Digital Earth Observation infrastructures and initiatives: a review framework based on open principles
In recent years, the democratisation of access to Earth Observation (EO) data, in parallel to the increased volume and variety of such data, have led to the paradigm shift towards “bringing the user to the data” [4]. This is exemplified by the European Copernicus Programme, which on a daily basis makes available terabytes of high quality, openly-licensed EO data suitable for a wide range of research and commercial applications. The computational power required to work with these large amounts of data, as well as a renewed interest for Artificial Intelligence models, and the need for large storage volumes were met with a rise of cloud-based digital infrastructures and services. These infrastructures provide environments that can be readily instantiated and equipped with the necessary data and processing tools all accessible in one place, in a highly automated and scalable manner to support users in analysing EO data in the cloud. Several such infrastructures as well as other initiatives (the latter also including services and components offering specific capabilities) have been developed, either as a byproduct of single companies leveraging enormous hyperscale computing powers (such as Google Earth Engine, Microsoft Planetary Computer and Earth on AWS) or as projects funded and operated by international communities that are primarily driven by specific policy objectives. Examples are projects publicly funded by the European Commission and the European Space Agency, such as the Data and Information Access Services (DIAS) platforms, and the Thematic and Regional Exploitation Platforms.

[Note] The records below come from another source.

PR #244, opened 2023-11-30
Update Gradle Dokka configuration to make sure "source" button is visible in all API docs

whyoleg:
For context: https://github.com/Kotlin/kotlinx.coroutines/issues/3929 and https://github.com/Kotlin/kotlinx.coroutines/pull/3960

### DIFF
--- a/core/build.gradle.kts
+++ b/core/build.gradle.kts
@@ -8,9 +8,9 @@ import org.jetbrains.dokka.gradle.DokkaTaskPartial
 plugins {
     id("kotlinx-io-multiplatform")
     id("kotlinx-io-publish")
+    id("kotlinx-io-dokka")
     id("kotlinx-io-android-compat")
     alias(libs.plugins.kover)
-    alias(libs.plugins.dokka)
 }
 
 kotlin {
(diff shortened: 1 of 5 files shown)


core/build.gradle.kts
```diff
@@ -8,9 +8,9 @@ import org.jetbrains.dokka.gradle.DokkaTaskPartial
 plugins {
     id("kotlinx-io-multiplatform")
     id("kotlinx-io-publish")
+    id("kotlinx-io-dokka")
```
fzhinkin, line 11: Just in case: can we also replace `alias(libs.plugins.dokka)` with `id("kotlinx-io-dokka")` in the root `build.gradle.kts`? It seems like everything works fine afterward, but maybe I'm missing something.

fzhinkin:
@whyoleg thanks for the patch! ❤️

core/build.gradle.kts
whyoleg: Not really, as root module doesn't have any sources, and so those changes have no affect for root module, also only one task from root module is executed from Dokka - `dokkaHtmlMultimodule` and it's just an aggregate task

So I would suggest to leave this as is:
* `kotlinx-io-dokka` for subprojects, where `documentation building` can be customised consistently
* plain `dokka` in root (aggregate) project, where `documentation aggregation` can be customised

It's similar to how `kover` works - there are leaf projects and there is an aggregate project (only that Dokka DSL isn't that good, yet :) )

fzhinkin: Thanks for the explanation!

fzhinkin (approved):

PR #248, opened 2023-12-08
Correctly handle paths containing whitespace character

### LINKED ISSUE #246: `Path.parent` for Native returns null for space-only parent directory
`Path.parent` utilizes `isBlank()` when checking returned value from `dirname`. This is incorrect, as a parent directory can be created as just a space.

```shell
# shell
mkdir " "
```

The following assertion should pass:
```kotlin
assertEquals(" ", Path(" /.").parent?.toString() ?: "NULL")
```

Which is the same behavior as Jvm's `java.io.File`

If `java.io.File` behavior (the underlying on Jvm) is desired to be mimicked for Native, the `dirname` check should be:

```kotlin
val parentName = dirnameImpl(path)

return when {
    parentName.isEmpty() -> null
    parentName == "." -> null
    parentName == path -> null
    else -> parentName
}
```

fzhinkin:
Fixes #246

### DIFF
--- a/core/common/src/files/Paths.kt
+++ b/core/common/src/files/Paths.kt
@@ -129,20 +129,46 @@ public fun Path.source(): Source = SystemFileSystem.source(this).buffered()
 @JvmName("sinkDeprecated")
 public fun Path.sink(): Sink = SystemFileSystem.sink(this).buffered()
 
-internal fun removeTrailingSeparators(path: String, sep: Char): String {
+internal fun removeTrailingSeparators(path: String, /* only for testing */ isWindows_: Boolean = isWindows): String {
+    if (isWindows_) {
+        // don't trim the path separator right after the drive name
+        val limit = if (path.length > 1) {
+            if (path[1] == ':') {
+                3
+            } else if (isUnc(path)) {
+                2
+            } else {
+                1
+            }
+        } else {
+            1
+        }
+        return removeTrailingSeparatorsWindws(limit, path)
+    }
+    return removeTrailingSeparatorsUnix(path)
+}
+
+private fun isUnc(path: String): Boolean {
+    if (path.length < 2) return false
+    if (path.startsWith("$WindowsPathSeparator$WindowsPathSeparator")) return true
+    if (path.startsWith("$UnixPathSeparator$UnixPathSeparator")) return true
+    return false
+}
+
+private fun removeTrailingSeparatorsUnix(path: String): String {
     var idx = path.length
-    while (idx > 1 && path[idx - 1] == sep) {
+    while (idx > 1 && path[idx - 1] == UnixPathSeparator) {
         idx--
     }
     return path.substring(0, idx)
 }
 
-internal fun removeTrailingSeparators(suffixLength: Int, path: String, sep1: Char, sep2: Char): String {
+private fun removeTrailingSeparatorsWindws(suffixLength: Int, path: String): String {
     require(suffixLength >= 1)
     var idx = path.length
     while (idx > suffixLength) {
         val c = path[idx - 1]
-        if (c != sep1 && c != sep2) break
+        if (c != WindowsPathSeparator && c != UnixPathSeparator) break
         idx--
     }
     return path.substring(0, idx)
--- a/core/common/src/files/Paths.kt
+++ b/core/common/src/files/Paths.kt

The current landscape of digital infrastructures and initiatives for accessing and processing EO data is fragmented, with varying levels of user onboarding and uptake success, see e.g. [3]. Within this context, we offer a user-centric framework used to review 50+ existing digital infrastructures and initiatives for EO. Our work is expected to extend the scope and outlook of similar smaller reviews [1], where 7 digital infrastructures are qualitatively compared according to a set of ten criteria, mainly of a technical nature. The proposed review framework is conceptualised from a user-driven perspective by mapping user needs to current infrastructure and service offers, ultimately aiming at identifying overlaps and gaps in the existing ecosystem. The framework is organised around 5 pillars corresponding to common problem areas: 1) sustainability of the service, 2) redundancy of service, 3) user onboarding, 4) price and 5) user needs. Within each problem area, we further identified a number of good practices for user-centric developments of infrastructure and services. The good practices are derive from the authors’ longstanding experience in using digital EO infrastructures and are framed around several aspects related to open principles, both from the technical and the organisation side.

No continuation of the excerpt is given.